# Explicit Linear Transformations from $\mathbb{R}^n$ to $\mathbb{R}^m$

I'm learning Linear Algebra from Hoffman's book and I really love the abstract treatment and focus on the theory and proofs rather than computation, but I am having trouble with a few questions that actually require some sort of explicit calculations.

For an example of the style I am having trouble with (I know this is really easy):

Is there a linear transformation $T: \mathbb{R}^3 \rightarrow \mathbb{R}^2$ such that: $T(1,-1,1)=(1,0)$ and $T(1,1,1)=(0,1)$?

For this one I am not really sure where to start as the book gives no hint at an actual example.

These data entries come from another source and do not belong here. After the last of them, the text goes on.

PR #853, opened 2017-08-08
Add versioning

brenetic:
**Add external versioning to documents in Elasticsearch:**
Use the `payload_version` field from the publishing API to add a document version. This will prevent old versions of documents overwriting new versions if the publishing events are processed out of
order.

**Handle messages published out of order:**
If messages from the publishing-api arrive out of order and cause a versioning error in Elasticsearch, discard the error and increment the statsd counter.

**Bump govuk_schemas gem to 2.2.0:**
This enables us to exclude fields when using the RandomExample generator in integration tests

**Fix intermitent failures of unpublishing tests**
RandomExampleGenerator was generating a `withdrawn_notice` field 50% of the time, even when we were trying to test unpublishing messages which were not withdrawn. We changed the tests to use `customise_and_merge` which now allows us to exclude the `withdrawn_notice`.

[Trello](https://trello.com/c/LatZVRg8/213-make-versioning-work-for-all-publishing-events)

Mobbed with @suzannehamilton, @dwhenry and @Rosa-Fox.

### DIFF
--- a/lib/govuk_index/elasticsearch_presenter.rb
+++ b/lib/govuk_index/elasticsearch_presenter.rb
@@ -7,7 +7,9 @@ module GovukIndex
     def identifier
       {
         _type: payload["document_type"],
-        _id: payload["base_path"]
+        _id: payload["base_path"],
+        version: payload["payload_version"],
+        version_type: "external",
       }
     end
 
@@ -15,7 +17,7 @@ module GovukIndex
       {
         link: payload["base_path"],
         title: payload["title"],
-        is_withdrawn: withdrawn?
+        is_withdrawn: withdrawn?,
       }
     end
 
--- a/test/integration/govuk_index/versioning_test.rb
+++ b/test/integration/govuk_index/versioning_test.rb
@@ -1,0 +1,42 @@
+require 'govuk_schemas'
+require 'integration_test_helper'
+require 'bunny-mock'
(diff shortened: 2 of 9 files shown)


lib/govuk_index/elasticsearch_presenter.rb
```diff
@@ -7,7 +7,9 @@ def initialize(payload)
     def identifier
       {
         _type: payload["document_type"],
-        _id: payload["base_path"]
+        _id: payload["base_path"],
+        version: payload["payload_version"],
+        version_type: "external"
```
dwhenry: can we have a trailing comma

test/integration/govuk_index/versioning_test.rb
```diff
@@ -0,0 +1,115 @@
...
+    assert_equal 2, document["_version"]
+
+    version2 = version1.merge(payload_version: 1)
+
+    @processor.process(stub_message_payload(version2, unpublishing: true))
+
+    document = fetch_document_from_rummager(id: base_path, index: "govuk_test")
+    assert_equal 2, document["_version"]
+  end
+end
```
dwhenry: the top 5 lines of each methods are almost identical, might be nice to pull these out to a setup method or similar

dwhenry (approved):
Looks good

dwhenry (approved):

PR #854, opened 2017-08-08
Only clean the index is the RUMMAGER_VERSION matches

dwhenry:
We only want to clean the indices for the versions that 
matches from the overnight copy task

If we didn't check this we could potentially attempt to 
delete one of the new indices as we are importing data 
into it.

https://trello.com/c/3vligOJD/219-resolve-the-write-index-lock-for-mainstream-copied-to-integration


brenetic (approved):
🚀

All i can think of is giving some general definition like let $\alpha \in \mathbb{R}^3$, then $T \alpha = \lambda_{1} \beta_{1} + \lambda_{2} \beta_{2}$, where $\beta_{1}, \beta_{2} \in \mathbb{R}^2$. How can I actually relate $(1,-1,1)$ to $(1,0)$ in any way?

As for another example,

If $\alpha_{1}=(1,-1), \alpha_{2}=(2,-1), \alpha_{3} =(-3,2)$ and $\beta_{1}=(1,0), \beta_{2}=(0,1), \beta_{3}=(1,1)$, is there a linear transformation $T: \mathbb{R}^2 \rightarrow \mathbb{R}^2$ such that $T\alpha_{i} = \beta_{i}$, where $1 \leq i \leq 3$?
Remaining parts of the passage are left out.